_Exercise brief:_ Copy every line that contains the string "would" from the entries below.

_Information supplied:_
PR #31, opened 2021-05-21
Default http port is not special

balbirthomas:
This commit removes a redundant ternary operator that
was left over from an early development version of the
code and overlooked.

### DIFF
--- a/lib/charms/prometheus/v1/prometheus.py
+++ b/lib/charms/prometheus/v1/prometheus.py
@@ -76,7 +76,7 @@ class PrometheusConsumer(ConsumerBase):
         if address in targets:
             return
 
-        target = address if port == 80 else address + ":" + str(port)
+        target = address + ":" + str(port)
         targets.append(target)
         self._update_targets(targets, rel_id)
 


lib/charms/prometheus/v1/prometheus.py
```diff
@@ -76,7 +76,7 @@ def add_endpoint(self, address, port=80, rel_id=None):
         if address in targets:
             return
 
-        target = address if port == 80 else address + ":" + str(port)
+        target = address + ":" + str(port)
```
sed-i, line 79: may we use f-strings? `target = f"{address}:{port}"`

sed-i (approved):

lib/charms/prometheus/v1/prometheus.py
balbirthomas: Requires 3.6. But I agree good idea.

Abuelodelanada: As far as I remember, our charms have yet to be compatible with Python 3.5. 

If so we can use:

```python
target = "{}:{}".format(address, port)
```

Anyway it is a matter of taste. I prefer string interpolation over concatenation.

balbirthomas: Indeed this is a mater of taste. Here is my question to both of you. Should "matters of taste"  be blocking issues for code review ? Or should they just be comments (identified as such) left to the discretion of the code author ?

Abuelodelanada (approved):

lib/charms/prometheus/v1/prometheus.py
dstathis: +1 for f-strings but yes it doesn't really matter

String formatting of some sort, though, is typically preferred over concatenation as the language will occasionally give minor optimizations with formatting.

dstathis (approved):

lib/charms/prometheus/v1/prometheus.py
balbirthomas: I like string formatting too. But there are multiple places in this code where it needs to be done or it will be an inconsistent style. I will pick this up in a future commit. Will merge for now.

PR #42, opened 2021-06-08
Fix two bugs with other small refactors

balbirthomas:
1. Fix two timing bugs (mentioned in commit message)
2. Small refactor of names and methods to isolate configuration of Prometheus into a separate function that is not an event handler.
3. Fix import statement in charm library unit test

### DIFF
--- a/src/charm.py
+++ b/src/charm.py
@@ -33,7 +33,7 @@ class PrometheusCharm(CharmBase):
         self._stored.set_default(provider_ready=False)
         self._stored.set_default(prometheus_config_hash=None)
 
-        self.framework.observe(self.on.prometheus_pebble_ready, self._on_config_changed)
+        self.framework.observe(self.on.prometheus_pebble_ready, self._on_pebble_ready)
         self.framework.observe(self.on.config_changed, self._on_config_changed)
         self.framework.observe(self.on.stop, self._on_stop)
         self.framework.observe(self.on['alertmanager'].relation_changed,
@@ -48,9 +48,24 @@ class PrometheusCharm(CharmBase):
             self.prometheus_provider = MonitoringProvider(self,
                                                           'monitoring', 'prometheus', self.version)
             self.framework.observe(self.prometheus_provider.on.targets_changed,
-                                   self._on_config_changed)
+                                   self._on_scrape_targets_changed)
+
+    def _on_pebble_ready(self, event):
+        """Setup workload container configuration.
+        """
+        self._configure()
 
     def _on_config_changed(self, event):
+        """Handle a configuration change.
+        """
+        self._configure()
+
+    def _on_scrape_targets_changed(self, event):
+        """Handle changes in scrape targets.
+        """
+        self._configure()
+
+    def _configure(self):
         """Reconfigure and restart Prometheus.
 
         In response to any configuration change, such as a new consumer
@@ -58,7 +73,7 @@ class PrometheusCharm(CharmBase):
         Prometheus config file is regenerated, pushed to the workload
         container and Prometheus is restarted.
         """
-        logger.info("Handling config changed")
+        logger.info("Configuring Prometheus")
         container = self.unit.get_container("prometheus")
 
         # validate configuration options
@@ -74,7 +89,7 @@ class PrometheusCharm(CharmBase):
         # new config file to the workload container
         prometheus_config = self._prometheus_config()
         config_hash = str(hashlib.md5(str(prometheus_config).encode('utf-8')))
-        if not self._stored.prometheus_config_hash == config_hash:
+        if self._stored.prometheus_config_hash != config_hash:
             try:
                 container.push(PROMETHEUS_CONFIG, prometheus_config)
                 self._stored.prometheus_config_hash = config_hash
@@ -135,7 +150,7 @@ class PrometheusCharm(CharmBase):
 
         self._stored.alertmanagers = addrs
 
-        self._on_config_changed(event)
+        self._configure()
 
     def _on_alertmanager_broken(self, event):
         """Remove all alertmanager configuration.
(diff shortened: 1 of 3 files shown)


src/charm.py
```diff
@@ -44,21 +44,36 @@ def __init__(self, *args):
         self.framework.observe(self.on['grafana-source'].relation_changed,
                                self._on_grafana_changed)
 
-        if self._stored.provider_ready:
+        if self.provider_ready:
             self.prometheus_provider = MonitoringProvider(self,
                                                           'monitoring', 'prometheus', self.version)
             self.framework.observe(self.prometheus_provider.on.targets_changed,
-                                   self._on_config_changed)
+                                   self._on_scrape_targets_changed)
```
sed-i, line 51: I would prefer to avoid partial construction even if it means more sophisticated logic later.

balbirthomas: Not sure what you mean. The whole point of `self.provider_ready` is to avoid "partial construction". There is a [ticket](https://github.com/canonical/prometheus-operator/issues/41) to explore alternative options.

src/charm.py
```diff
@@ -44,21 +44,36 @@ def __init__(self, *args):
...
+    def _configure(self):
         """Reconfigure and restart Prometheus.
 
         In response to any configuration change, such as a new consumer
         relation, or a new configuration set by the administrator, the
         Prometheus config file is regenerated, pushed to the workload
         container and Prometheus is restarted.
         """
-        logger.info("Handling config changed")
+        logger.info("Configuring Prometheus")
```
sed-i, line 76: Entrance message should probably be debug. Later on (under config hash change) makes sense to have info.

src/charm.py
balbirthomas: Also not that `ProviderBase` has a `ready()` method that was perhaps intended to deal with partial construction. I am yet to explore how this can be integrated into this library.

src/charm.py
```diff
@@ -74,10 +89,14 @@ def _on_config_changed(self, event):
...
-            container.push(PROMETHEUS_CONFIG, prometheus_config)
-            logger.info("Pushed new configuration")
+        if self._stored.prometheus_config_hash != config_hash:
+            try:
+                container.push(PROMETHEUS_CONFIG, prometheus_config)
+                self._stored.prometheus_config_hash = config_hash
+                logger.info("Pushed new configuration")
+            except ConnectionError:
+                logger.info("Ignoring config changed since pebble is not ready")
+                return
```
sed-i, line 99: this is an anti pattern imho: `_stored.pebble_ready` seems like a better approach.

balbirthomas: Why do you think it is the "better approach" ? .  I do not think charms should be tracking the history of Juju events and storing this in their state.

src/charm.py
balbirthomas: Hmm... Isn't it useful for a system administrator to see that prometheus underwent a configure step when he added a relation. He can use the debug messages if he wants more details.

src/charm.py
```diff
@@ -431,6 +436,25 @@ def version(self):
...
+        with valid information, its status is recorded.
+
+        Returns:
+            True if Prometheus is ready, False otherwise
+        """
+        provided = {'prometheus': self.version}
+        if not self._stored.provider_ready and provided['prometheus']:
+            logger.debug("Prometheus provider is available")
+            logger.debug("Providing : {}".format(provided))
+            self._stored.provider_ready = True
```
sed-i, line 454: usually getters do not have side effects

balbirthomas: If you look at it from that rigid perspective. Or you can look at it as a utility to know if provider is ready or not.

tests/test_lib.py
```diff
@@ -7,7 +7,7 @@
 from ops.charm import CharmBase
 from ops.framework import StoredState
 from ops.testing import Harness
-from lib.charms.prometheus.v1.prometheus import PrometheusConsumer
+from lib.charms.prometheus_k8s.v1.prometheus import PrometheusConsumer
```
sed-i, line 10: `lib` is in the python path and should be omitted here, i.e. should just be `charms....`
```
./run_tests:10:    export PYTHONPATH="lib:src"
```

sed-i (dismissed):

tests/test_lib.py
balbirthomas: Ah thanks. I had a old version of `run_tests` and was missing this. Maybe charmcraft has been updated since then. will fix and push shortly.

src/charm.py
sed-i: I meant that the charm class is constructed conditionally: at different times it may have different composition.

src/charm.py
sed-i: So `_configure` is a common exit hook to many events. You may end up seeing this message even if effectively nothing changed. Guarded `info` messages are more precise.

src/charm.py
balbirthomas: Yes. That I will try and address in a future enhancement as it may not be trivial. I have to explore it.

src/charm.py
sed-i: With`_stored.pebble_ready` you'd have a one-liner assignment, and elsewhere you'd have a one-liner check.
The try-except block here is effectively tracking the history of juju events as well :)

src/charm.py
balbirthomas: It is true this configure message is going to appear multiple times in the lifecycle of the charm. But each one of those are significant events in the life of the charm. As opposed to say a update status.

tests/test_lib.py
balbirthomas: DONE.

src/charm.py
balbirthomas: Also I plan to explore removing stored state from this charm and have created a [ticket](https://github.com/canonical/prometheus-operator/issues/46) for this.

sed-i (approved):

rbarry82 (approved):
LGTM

* * *

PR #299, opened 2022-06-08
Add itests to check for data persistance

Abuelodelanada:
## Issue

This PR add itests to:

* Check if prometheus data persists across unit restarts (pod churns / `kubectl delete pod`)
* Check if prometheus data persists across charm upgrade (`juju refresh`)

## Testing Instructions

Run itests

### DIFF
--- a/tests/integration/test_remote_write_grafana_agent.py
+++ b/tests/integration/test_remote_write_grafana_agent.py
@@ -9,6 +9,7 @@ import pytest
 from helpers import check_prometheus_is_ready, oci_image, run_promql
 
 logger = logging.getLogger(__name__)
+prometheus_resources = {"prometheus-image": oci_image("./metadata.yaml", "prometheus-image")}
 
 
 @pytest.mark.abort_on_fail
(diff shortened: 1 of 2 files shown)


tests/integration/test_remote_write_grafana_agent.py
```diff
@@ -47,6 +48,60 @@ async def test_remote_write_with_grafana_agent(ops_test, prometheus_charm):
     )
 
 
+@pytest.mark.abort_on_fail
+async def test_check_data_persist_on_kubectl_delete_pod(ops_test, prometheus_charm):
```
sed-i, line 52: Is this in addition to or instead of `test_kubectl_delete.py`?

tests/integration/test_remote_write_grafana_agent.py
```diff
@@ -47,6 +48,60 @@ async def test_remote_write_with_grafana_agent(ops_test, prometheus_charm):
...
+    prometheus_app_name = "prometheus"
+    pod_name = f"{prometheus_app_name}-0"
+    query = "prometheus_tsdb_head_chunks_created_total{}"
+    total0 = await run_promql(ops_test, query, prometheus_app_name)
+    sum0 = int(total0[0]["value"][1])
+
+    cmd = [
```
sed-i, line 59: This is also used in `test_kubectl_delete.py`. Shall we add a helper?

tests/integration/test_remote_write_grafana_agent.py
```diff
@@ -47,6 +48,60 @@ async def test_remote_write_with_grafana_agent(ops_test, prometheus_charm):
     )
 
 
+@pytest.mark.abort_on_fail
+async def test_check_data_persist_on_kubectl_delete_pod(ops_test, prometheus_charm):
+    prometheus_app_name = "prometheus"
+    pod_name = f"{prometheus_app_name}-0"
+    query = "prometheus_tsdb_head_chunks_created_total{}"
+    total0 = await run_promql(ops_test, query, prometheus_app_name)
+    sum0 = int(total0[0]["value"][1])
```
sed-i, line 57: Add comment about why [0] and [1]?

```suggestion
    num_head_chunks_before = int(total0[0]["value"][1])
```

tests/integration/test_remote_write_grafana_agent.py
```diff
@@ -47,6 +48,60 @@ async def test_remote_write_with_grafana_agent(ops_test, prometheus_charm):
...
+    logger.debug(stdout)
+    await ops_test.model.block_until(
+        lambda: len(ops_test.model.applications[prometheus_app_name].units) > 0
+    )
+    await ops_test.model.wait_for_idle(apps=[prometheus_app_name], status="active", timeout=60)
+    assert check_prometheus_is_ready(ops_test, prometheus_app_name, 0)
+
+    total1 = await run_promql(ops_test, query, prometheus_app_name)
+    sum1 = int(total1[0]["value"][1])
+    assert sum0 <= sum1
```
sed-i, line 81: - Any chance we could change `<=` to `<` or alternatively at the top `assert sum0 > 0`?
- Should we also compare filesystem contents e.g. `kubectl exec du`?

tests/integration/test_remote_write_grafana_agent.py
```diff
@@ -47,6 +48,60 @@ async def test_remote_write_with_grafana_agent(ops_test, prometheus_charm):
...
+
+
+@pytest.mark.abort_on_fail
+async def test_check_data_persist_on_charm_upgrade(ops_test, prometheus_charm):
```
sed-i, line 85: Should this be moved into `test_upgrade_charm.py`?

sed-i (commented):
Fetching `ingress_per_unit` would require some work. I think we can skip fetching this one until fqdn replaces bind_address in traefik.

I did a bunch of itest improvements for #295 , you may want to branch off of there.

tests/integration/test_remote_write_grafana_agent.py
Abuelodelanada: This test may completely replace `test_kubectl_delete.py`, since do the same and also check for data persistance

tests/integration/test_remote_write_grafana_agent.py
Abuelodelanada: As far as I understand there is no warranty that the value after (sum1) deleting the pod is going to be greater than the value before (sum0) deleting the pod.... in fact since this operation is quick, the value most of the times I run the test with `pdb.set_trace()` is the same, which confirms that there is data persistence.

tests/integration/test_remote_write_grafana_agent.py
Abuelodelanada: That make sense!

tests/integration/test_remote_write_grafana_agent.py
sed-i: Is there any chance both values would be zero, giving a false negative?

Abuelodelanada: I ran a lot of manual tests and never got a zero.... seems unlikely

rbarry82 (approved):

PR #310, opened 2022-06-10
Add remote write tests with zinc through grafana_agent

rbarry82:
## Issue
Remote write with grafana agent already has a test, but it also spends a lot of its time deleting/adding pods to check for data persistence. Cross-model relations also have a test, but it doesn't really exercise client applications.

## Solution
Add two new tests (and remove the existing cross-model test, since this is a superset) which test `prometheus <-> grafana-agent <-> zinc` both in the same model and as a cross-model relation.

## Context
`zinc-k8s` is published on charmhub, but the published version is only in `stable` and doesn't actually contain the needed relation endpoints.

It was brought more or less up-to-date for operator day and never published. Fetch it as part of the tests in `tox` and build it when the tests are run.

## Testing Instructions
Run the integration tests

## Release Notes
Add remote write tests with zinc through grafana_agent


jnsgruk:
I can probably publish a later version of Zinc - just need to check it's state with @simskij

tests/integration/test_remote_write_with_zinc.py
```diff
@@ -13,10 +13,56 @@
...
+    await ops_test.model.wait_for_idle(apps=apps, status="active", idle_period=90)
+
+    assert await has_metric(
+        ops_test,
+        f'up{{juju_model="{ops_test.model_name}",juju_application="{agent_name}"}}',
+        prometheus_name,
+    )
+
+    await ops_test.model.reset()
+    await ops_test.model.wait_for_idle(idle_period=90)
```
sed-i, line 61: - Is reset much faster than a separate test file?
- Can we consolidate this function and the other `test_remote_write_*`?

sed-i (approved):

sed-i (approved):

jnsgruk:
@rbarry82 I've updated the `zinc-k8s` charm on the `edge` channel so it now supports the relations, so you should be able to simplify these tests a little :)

_Solution:_
sed-i, line 51: I would prefer to avoid partial construction even if it means more sophisticated logic later.
Fetching `ingress_per_unit` would require some work. I think we can skip fetching this one until fqdn replaces bind_address in traefik.
sed-i: Is there any chance both values would be zero, giving a false negative?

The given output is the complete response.